▸ What to work on
Nothing but a number should be returned: the count of lines in the records that contain "currently".

[Collection entries]
===============

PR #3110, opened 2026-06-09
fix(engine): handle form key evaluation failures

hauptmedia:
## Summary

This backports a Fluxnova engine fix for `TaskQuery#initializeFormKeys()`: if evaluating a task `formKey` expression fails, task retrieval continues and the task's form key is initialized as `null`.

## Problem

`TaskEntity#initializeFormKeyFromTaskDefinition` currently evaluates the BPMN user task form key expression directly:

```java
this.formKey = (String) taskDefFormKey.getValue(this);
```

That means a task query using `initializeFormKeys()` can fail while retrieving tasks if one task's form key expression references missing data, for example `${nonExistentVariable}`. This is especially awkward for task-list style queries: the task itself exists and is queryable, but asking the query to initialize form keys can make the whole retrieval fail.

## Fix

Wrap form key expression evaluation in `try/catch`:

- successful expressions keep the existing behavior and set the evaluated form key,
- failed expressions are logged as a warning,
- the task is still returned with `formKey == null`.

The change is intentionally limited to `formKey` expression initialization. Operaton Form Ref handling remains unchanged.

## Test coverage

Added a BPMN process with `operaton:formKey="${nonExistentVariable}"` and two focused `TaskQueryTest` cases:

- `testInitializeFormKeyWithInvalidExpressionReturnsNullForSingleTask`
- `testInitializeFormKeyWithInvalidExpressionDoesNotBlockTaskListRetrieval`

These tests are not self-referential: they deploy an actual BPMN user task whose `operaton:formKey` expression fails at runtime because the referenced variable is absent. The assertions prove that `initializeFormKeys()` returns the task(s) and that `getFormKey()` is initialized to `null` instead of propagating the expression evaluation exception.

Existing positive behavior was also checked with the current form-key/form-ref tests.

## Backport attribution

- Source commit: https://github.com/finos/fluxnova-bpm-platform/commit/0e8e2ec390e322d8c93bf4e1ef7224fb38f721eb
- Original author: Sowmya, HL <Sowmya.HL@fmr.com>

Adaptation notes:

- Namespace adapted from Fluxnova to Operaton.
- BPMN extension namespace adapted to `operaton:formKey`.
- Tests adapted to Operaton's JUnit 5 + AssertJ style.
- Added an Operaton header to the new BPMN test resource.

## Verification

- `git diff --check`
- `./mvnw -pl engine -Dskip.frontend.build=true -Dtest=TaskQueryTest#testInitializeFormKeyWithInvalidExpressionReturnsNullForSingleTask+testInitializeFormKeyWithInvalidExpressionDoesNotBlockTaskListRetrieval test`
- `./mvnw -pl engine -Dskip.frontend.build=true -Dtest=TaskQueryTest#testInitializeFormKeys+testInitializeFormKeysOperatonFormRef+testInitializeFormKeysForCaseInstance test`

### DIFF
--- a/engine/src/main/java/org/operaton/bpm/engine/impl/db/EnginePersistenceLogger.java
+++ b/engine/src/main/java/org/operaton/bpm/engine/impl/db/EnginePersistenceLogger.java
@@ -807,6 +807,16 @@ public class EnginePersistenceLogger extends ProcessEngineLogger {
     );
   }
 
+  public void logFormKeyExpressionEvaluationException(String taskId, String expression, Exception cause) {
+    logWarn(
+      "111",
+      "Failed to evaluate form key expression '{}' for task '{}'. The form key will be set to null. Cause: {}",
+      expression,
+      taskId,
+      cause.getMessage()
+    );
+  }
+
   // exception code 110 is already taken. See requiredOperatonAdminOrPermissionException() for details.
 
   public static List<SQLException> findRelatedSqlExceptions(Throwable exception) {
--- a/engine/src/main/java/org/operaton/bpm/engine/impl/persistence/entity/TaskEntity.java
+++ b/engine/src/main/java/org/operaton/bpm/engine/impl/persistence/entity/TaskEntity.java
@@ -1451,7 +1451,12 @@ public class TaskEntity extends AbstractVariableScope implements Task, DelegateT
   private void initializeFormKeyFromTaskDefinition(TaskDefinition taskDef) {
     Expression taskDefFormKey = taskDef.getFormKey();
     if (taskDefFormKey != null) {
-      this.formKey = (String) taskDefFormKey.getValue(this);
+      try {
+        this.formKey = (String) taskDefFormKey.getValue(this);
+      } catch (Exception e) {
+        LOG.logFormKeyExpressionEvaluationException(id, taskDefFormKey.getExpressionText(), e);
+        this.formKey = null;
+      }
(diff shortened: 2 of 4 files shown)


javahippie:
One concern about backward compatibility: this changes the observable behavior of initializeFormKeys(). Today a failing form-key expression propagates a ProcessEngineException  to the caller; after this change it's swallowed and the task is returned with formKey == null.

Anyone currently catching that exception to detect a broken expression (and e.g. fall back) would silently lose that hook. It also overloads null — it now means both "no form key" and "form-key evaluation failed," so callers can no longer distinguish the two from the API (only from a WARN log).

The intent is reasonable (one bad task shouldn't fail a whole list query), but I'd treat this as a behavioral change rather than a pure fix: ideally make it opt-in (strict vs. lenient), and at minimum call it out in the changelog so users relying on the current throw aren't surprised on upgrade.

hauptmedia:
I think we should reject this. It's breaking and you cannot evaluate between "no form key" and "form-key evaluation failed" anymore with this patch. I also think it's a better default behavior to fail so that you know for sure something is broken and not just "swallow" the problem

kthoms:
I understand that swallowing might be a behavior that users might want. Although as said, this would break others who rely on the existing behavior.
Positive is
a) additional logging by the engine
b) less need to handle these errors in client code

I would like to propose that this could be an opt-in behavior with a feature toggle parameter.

===============

▸ Response
2